_THE PROBLEM_
Each record should be set down again so that it matches the original exactly.

:: INPUT MATERIAL ::

PR #519, opened 2017-04-11
[Integration Manager] Fix interaction between Loadable and Template HoCs.

DanielBrookRoberge:
By separating the Template HoC from the actual template components, the React Loadable work made the `fetcher` functions not work. This PR rearranges things so that they will work again. 

 **JIRA**: https://mobify.atlassian.net/browse/WEBDATA-56

## Changes
- Wrap the template components in their own `container.js`, as long as they've been converted to the Integration Manager from the old `fetchPage` action. (the IM changes broke the circular dependency)
- Write a wrapper component for Loadable to simplify `templates.jsx` and the lazy-load of the templates in the App component.

## How to test-drive this PR
- Run `npm run dev`
- See that all of the non-Home templates work again.

### DIFF
--- a/web/app/containers/cart/container.js
+++ b/web/app/containers/cart/container.js
@@ -1,5 +1,6 @@
 import React, {PropTypes} from 'react'
 import {connect} from 'react-redux'
+import template from '../../template'
 import {createPropsSelector} from 'reselect-immutable-helpers'
 import {getAssetUrl} from 'progressive-web-sdk/dist/asset-utils'
 import classNames from 'classnames'
@@ -117,4 +118,4 @@ const mapStateToProps = createPropsSelector({
     hasItems: getCartHasItems
 })
 
-export default connect(mapStateToProps)(Cart)
+export default template(connect(mapStateToProps)(Cart))
--- a/web/app/containers/login/container.test.js
+++ b/web/app/containers/login/container.test.js
@@ -6,7 +6,7 @@ import React from 'react'
 import * as AstroIntegration from '../../utils/astro-integration'
 
 import ConnectedLogin from './container'
-const Login = ConnectedLogin.WrappedComponent
+const Login = ConnectedLogin.WrappedComponent.WrappedComponent
 
 describe('The Login', () => {
     const originalIsRunningInAstro = AstroIntegration.isRunningInAstro
--- a/web/app/router.jsx
+++ b/web/app/router.jsx
@@ -6,6 +6,7 @@ import {Provider} from 'react-redux'
 
 // Containers
 import App from './containers/app/container'
+// These templates are code-split out of the main bundle.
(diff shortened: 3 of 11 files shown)


web/app/containers/login/container.test.js
```diff
@@ -6,7 +6,7 @@ import React from 'react'
 import * as AstroIntegration from '../../utils/astro-integration'
 
 import ConnectedLogin from './container'
-const Login = ConnectedLogin.WrappedComponent
+const Login = ConnectedLogin.WrappedComponent.WrappedComponent
```
jeremywiebe: Ewwww  :)

web/app/router.jsx
```diff
@@ -6,7 +6,9 @@ import {Provider} from 'react-redux'
 
 // Containers
 import App from './containers/app/container'
-import {Cart, CheckoutConfirmation, CheckoutPayment, CheckoutShipping, Home, Login, ProductList, ProductDetails} from './containers/templates'
+import {Cart, CheckoutConfirmation, CheckoutPayment, CheckoutShipping, Login, ProductList, ProductDetails} from './containers/templates'
```
jeffkamo: Should we call out this line explicitly as code splitted templates? Might help clarify the comment below about the homepage, etc.

DanielBrookRoberge: Yeah sounds good. Longer term I'm thinking of renaming `containers/templates.js` for something more explicitly about code splitting (since it won't be doing template wrapping in the Integration Manager code when it's done)

web/app/containers/login/container.test.js
DanielBrookRoberge: Yeah it's not the nicest. Oh well, we get good things for the price of this.

web/app/containers/cart/container.js
```diff
@@ -117,4 +118,4 @@ const mapStateToProps = createPropsSelector({
     hasItems: getCartHasItems
 })
 
-export default connect(mapStateToProps)(Cart)
+export default template(connect(mapStateToProps)(Cart))
```
jeremywiebe: Random thought/suggestion.  What if we introduced `index.js[x]` files in these container folders and did the wrapping in there?  That way our imports for the wrapped components could just be `import container from 'container/cart'` and for tests we could do `import container from 'container/cart/container'`.  

I'm concerned about the amount of wrapping we're doing before exporting the actual component.  The `.UnwrappedComponent` bits feel like they could become hard to maintain if we always need to remember how wrapped a component is.  If we introduce the above pattern then if we import the `index.js` file we treat it as a black box, but if we want to test, we import the `container.js` file and know it's not wrapped.

jeremywiebe: Discussed IRL... looks like this won't _quite_ work as then `mapDispatchToProps` and `mapStateToProps` would have to be in the `index.js`.  Let's keep thinking about some solution for this in a future PR.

:::

_WRITTEN RESPONSE_
PR #519, opened 2017-04-11
[Integration Manager] Fix interaction between Loadable and Template HoCs.

DanielBrookRoberge:
By separating the Template HoC from the actual template components, the React Loadable work made the `fetcher` functions not work. This PR rearranges things so that they will work again. 

 **JIRA**: https://mobify.atlassian.net/browse/WEBDATA-56

## Changes
- Wrap the template components in their own `container.js`, as long as they've been converted to the Integration Manager from the old `fetchPage` action. (the IM changes broke the circular dependency)
- Write a wrapper component for Loadable to simplify `templates.jsx` and the lazy-load of the templates in the App component.

## How to test-drive this PR
- Run `npm run dev`
- See that all of the non-Home templates work again.

### DIFF
--- a/web/app/containers/cart/container.js
+++ b/web/app/containers/cart/container.js
@@ -1,5 +1,6 @@
 import React, {PropTypes} from 'react'
 import {connect} from 'react-redux'
+import template from '../../template'
 import {createPropsSelector} from 'reselect-immutable-helpers'
 import {getAssetUrl} from 'progressive-web-sdk/dist/asset-utils'
 import classNames from 'classnames'
@@ -117,4 +118,4 @@ const mapStateToProps = createPropsSelector({
     hasItems: getCartHasItems
 })
 
-export default connect(mapStateToProps)(Cart)
+export default template(connect(mapStateToProps)(Cart))
--- a/web/app/containers/login/container.test.js
+++ b/web/app/containers/login/container.test.js
@@ -6,7 +6,7 @@ import React from 'react'
 import * as AstroIntegration from '../../utils/astro-integration'
 
 import ConnectedLogin from './container'
-const Login = ConnectedLogin.WrappedComponent
+const Login = ConnectedLogin.WrappedComponent.WrappedComponent
 
 describe('The Login', () => {
     const originalIsRunningInAstro = AstroIntegration.isRunningInAstro
--- a/web/app/router.jsx
+++ b/web/app/router.jsx
@@ -6,6 +6,7 @@ import {Provider} from 'react-redux'
 
 // Containers
 import App from './containers/app/container'
+// These templates are code-split out of the main bundle.
(diff shortened: 3 of 11 files shown)


web/app/containers/login/container.test.js
```diff
@@ -6,7 +6,7 @@ import React from 'react'
 import * as AstroIntegration from '../../utils/astro-integration'
 
 import ConnectedLogin from './container'
-const Login = ConnectedLogin.WrappedComponent
+const Login = ConnectedLogin.WrappedComponent.WrappedComponent
```
jeremywiebe: Ewwww  :)

web/app/router.jsx
```diff
@@ -6,7 +6,9 @@ import {Provider} from 'react-redux'
 
 // Containers
 import App from './containers/app/container'
-import {Cart, CheckoutConfirmation, CheckoutPayment, CheckoutShipping, Home, Login, ProductList, ProductDetails} from './containers/templates'
+import {Cart, CheckoutConfirmation, CheckoutPayment, CheckoutShipping, Login, ProductList, ProductDetails} from './containers/templates'
```
jeffkamo: Should we call out this line explicitly as code splitted templates? Might help clarify the comment below about the homepage, etc.

DanielBrookRoberge: Yeah sounds good. Longer term I'm thinking of renaming `containers/templates.js` for something more explicitly about code splitting (since it won't be doing template wrapping in the Integration Manager code when it's done)

web/app/containers/login/container.test.js
DanielBrookRoberge: Yeah it's not the nicest. Oh well, we get good things for the price of this.

web/app/containers/cart/container.js
```diff
@@ -117,4 +118,4 @@ const mapStateToProps = createPropsSelector({
     hasItems: getCartHasItems
 })
 
-export default connect(mapStateToProps)(Cart)
+export default template(connect(mapStateToProps)(Cart))
```
jeremywiebe: Random thought/suggestion.  What if we introduced `index.js[x]` files in these container folders and did the wrapping in there?  That way our imports for the wrapped components could just be `import container from 'container/cart'` and for tests we could do `import container from 'container/cart/container'`.  

I'm concerned about the amount of wrapping we're doing before exporting the actual component.  The `.UnwrappedComponent` bits feel like they could become hard to maintain if we always need to remember how wrapped a component is.  If we introduce the above pattern then if we import the `index.js` file we treat it as a black box, but if we want to test, we import the `container.js` file and know it's not wrapped.

jeremywiebe: Discussed IRL... looks like this won't _quite_ work as then `mapDispatchToProps` and `mapStateToProps` would have to be in the `index.js`.  Let's keep thinking about some solution for this in a future PR.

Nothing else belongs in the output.